Logo for University of Iowa Health Care This logo represents the University of Iowa Health Care

Can an amino acid supplement improve outcomes for patients with hip fractures?

For many older adults with hip fractures, loss of physical function and independence are significant. Only 40% of older adults with hip fractures recover to pre-injury levels of function, and as many as 20% of hip fracture patients living in the community prior to injury require nursing home care after the fracture. 

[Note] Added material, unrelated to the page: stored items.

PR #357, opened 2019-11-04
Enable nullable ref types

AArnott:
This enables the C# 8 feature called "nullable reference types" that helps us internally as well as our users to avoid `NullReferenceException` and otherwise understand where we may accept or return null values in our API.


src/StreamJsonRpc.Tests/FullDuplexStream.cs
```diff
@@ -32,13 +30,15 @@ public class FullDuplexStream : Stream
         /// <summary>
         /// The stream to write to.
         /// </summary>
+#pragma warning disable CS8618 // Non-nullable field is uninitialized. Consider declaring as nullable.
         private FullDuplexStream other;
+#pragma warning restore CS8618 // Non-nullable field is uninitialized. Consider declaring as nullable.
```
sharwell: ❔ Why is this one excluded?

src/StreamJsonRpc.Tests/JsonRpcClient20InteropTests.cs
```diff
@@ -301,7 +301,7 @@ public async Task ErrorResponseIncludesCallstack()
         };
         this.Send(errorObject);
         var ex = await Assert.ThrowsAsync<RemoteInvocationException>(() => requestTask);
-        var commonErrorData = ((JToken)ex.ErrorData).ToObject<CommonErrorData>();
+        var commonErrorData = ((JToken?)ex.ErrorData)!.ToObject<CommonErrorData>();
```
sharwell: 💭 I would have taken the simpler route for this one

```suggestion
        var commonErrorData = ((JToken)ex.ErrorData!).ToObject<CommonErrorData>();
```

src/StreamJsonRpc.Tests/JsonRpcCustomRequestIdTests.cs
```diff
@@ -60,7 +60,7 @@ public JsonRpcWithStringIds(IJsonRpcMessageHandler handler)
 
         protected override RequestId CreateNewRequestId()
         {
-            return new RequestId("prefix-" + base.CreateNewRequestId().Number.Value.ToString());
+            return new RequestId("prefix-" + base.CreateNewRequestId().Number?.ToString());
```
sharwell: 💭 Why have the explicit `ToString()`?

```suggestion
            return new RequestId("prefix-" + base.CreateNewRequestId().Number);
```

src/StreamJsonRpc.Tests/MessagePackFormatter.cs
```diff
@@ -108,20 +108,20 @@ public void Serialize(IBufferWriter<byte> contentBuffer, JsonRpcMessage message)
         /// doesn't expose a simple way of doing this, so we'd have to emulate it by supporting both
         /// <see cref="DataMemberAttribute.Name"/> and <see cref="KeyAttribute.StringKey"/> handling.
         /// </remarks>
-        private static Dictionary<string, object> GetParamsObjectDictionary(object paramsObject)
+        private static Dictionary<string, object?>? GetParamsObjectDictionary(object paramsObject)
```
sharwell:
```suggestion
        [return: NotNullIfNotNull("paramsObject")]
        private static Dictionary<string, object?>? GetParamsObjectDictionary(object? paramsObject)
```

src/StreamJsonRpc.Tests/PerfTests.cs
```diff
@@ -151,7 +151,9 @@ public async Task BurstInvokeMessages(Stream serverStream, Stream clientStream)
         }
     }
 
+#pragma warning disable SA1414 // Tuple types in signatures should have element names
```
sharwell: 💭 This one seems like an easy fix to just add the names

src/shipping.ruleset
```diff
@@ -84,6 +84,7 @@
     <Rule Id="SA1639" Action="Hidden" />
     <Rule Id="SA1640" Action="Hidden" />
     <Rule Id="SA1641" Action="Hidden" />
+    <Rule Id="SA1316" Action="None" />
```
sharwell: 📝 This rule is configurable in **stylecop.json** (camelCase or PascalCase).

src/StreamJsonRpc.Tests/FullDuplexStream.cs
AArnott: This field creates a circular reference loop with another instance of this type. So it's impossible for this field to be set in the constructor.

src/StreamJsonRpc.Tests/PerfTests.cs
AArnott: Easy fix, but IMO inappropriate since there are literally no semantic names we could add over the ones that ValueTuple provides. We just have two streams.

src/shipping.ruleset
AArnott: Awesome. Because I simply disagree with the default camelCase, since they are exposed as public properties, which generally are supposed to be PaslcalCased.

Functional deficits are attributed to the loss of skeletal muscle that occurs early after injury—and one potential contributing factor is nutrition. Patients without access to foods that meet basic human needs

“Malnutrition is common in the older population,” says Michael Willey, MD, orthopedic surgeon and assistant professor in the University of Iowa Department of Orthopedics and Rehabilitation. “After an injury like this, patients tend to get even fewer nutrients because of pain medications and requirements for anesthesia, which leads to worsening nutritional deficiencies.” 

Previous studies have offered preliminary evidence that essential amino acid (EAA) supplementation mitigates loss of muscle mass after operative fixation of extremity and pelvic fractures and before and after total knee arthroplasty.  

Could the same be true after hip fractures? 

It’s not clear how EAA supplementation leads to improved muscle physiology, but it is “a potentially game-changing intervention to prevent these negative outcomes after trauma,” Willey says. 

Willey and his UI colleagues—in collaboration with researchers and clinicians from the University of Oregon, the Slocum Center for Orthopedics and Sports Medicine in Eugene, Oregon, and Johns Hopkins University—are embarking on a randomized, placebo-controlled clinical trial to see if EAA supplementation will increase skeletal muscle metabolic activity, reduce inflammation, and prevent atrophy after hip fracture in older adults. 

The trial will enroll 60 hip fracture patients, ages 65 and older. Within four days of hospitalization, they will receive EAA supplementation or a placebo. Muscle biopsy and serum analysis will be performed during hip repair surgery and again at two weeks and six weeks post-surgery to assess the physiologic response of skeletal muscle to EAA supplementation. The researchers also will assess the impact on total body skeletal muscle mass and physical function. In addition to the University of Iowa, patients will be enrolled at the Slocum Center. Muscle biopsy and serum analysis will be performed at the University of Oregon. 

Results from the study, funded by a grant from the Orthopedic Trauma Association, could provide evidence for EAA supplementation to guide clinical practice. 

“Right now, essential amino acid supplementation is an understudied intervention that could help preserve function and independence for older patients experiencing hip fractures,” Willey says. “If it works, it could be a low-cost and low-risk intervention with considerable potential to meet metabolic demands and preserve skeletal muscle.”